Anyone watch Haven? That's surely Duke Crocker on the cover.



Spoiler


----------



## Pablo3DS (Mar 17, 2012)

11:54 in my country and nothing of wood yellow goblin... D:

WHERE ARE YOU MY HEROOOOOOOOOOOOO !!!!! THE R4 users NEED YOOOOOOOOOOU !!!  

Well I'm gonna play other game and wait more   Hope I can play this game today ...


----------



## xxteargodxx (Mar 17, 2012)

Tried DS Scene Rom Tool, I put it on my desktop and went to open it but it just gave me a bunch of errrors saying stuff was missing and kept asking me to install parts of it like DLL's and stuff.


----------



## loco365 (Mar 17, 2012)

englishteacher said:


> Team Fail said:
> 
> 
> > btw I ran Discastia Patch and copied it to my AK2i and ran it... And now it's telling me about the data. Not sure what it entirely translates as, but I do know enough Katakana to read the word "data".
> ...


Yup. That seems to work. I've passed through the first 2 stages, but this game isn't easy without English. Although I am trying to make a semi-attempt at translating from what I see. Seeing as I don't know Hiragana or Kanji, this isn't easy.

From the main menu, you have Continue, New Game, Collection and Wireless stuff. Continue and New Game are obvious. Collection has the ability to show Pokemon (Button on the Left) and the Bushous Gallery (Button on the Right).You can get info on each of the Pokemon or the Bushous you have faced in the past from the two screens. I won't go in-depth about them because I cannot translate them. From what I do gather, though, there are 199 Pokemon in the game. On the top screen of the Pokemon Collection page, the top number represents Pokemon you have seen, the bottom is what you have (Used in battle or own, not too sure yet.) The Bushou screen has you and Oichi to start, but will fill up to it's 200 person capacity over the duration of the game.

The Wireless screens have three options at the start. The top button, Ikusa (Not sure what that translates as) has 2 Wireless options, I assume a send and a receive button of some sort. The second button, Download has a Wifi Download option for downloading extra content. The third one is your Wifi settings button.
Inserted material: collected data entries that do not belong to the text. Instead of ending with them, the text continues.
PR #4456, opened 2025-11-03
Skip flaky tests

StephenButtolph:
## Why this should be merged

I added a `t.Skip("FLAKY: ${REASON}")` to all the merkle/sync tests that have been flaking recently. Interestingly, all of them are flaking due to timeouts.

A flaky test is worse than no test. It decreases developer velocity (people just re-run failed tests). While it's possible that these tests could still catch persistently failing changes, neither merkledb nor sync are currently in production.

## How this works

Skip the flaky tests.

## How this was tested

N/A

No.


JonathanOppenheimer:
Should an issue be created to track fixing these flaky tests?

alarso16 (approved):

emilypi-avalabs:
Agree with @JonathanOppenheimer here - if they're flaky, eventually we want them resolved when there's time for a deeper dive

PR #4459, opened 2025-11-04
Update versions for v1.14.0

StephenButtolph:
## Why this should be merged

Fuji went well 🥳 

## How this works

Schedules Granite for 11AM ET on November 19th.

## How this was tested

Fuji Activation

Yes.

### DIFF
--- a/RELEASES.md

Continue (Option on the top) will then tell you it is loading the data, then a confirmation screen will appear and  you will soon see the world map. I'll give a brief explanation of the buttons I do know of so far.

Start Menu:
Top button (With the Pokeball) is your collection. See above for more info.
Second Button (With the Wrench) is your settings. They are (What I know)
-Message Speed
-Message (not sure)
-Sound
-(not sure)
-Anime Speed (I assume the speed at which the animations go)
-Camera Speed
The button in the bottom middle saves your changes, the B button returns without making any changes.
Third Option (With the Lock) is Password. IIRC, you unlock that later in the game, I'm not sure when though.
Fourth Option (With the Running Person) is Give Up. I assume that is the surrender button for use in battle.
Fifth Option (With the arrow pointing to the door) is Title Screen. Obvious what this does.
Sixth Option (With the sheet of paper and an arrow) is your Save button.

Your Y Button menu (Not sure what it translates as) is what I presume a list of Bushuos you can face at that given point in time. X appears to advance the time by one day, as the game works on a system of days and months.

Battling:
When you go to begin a battle, you'll see Oichi and yourself in the top left corner (Perhaps more if you've progressed) Tapping each of them will allow you to use them in a fight. Once you have picked your Pokemon, hit the button underneath to begin. If I am correct, the number that appears before the fighting starts is a number of turns allowed in the battle. To select a Pokemon, tap on them and you'll be given instructions. Anywhere a wavy blue tile is, you can move there. Once you've moved, you can stay there (top option) or attack if someone is nearby (bottom option). If you choose to attack, a wavy orange tile will show any place you can attack. However, I'm not sure on how you change your attacks. At any point in the battle, hold Y and press Left/Right to rotate the camera, or Up/Down for Zoom. You can also use Bushuo powers (Pressing X while you have the ability to chose where to move).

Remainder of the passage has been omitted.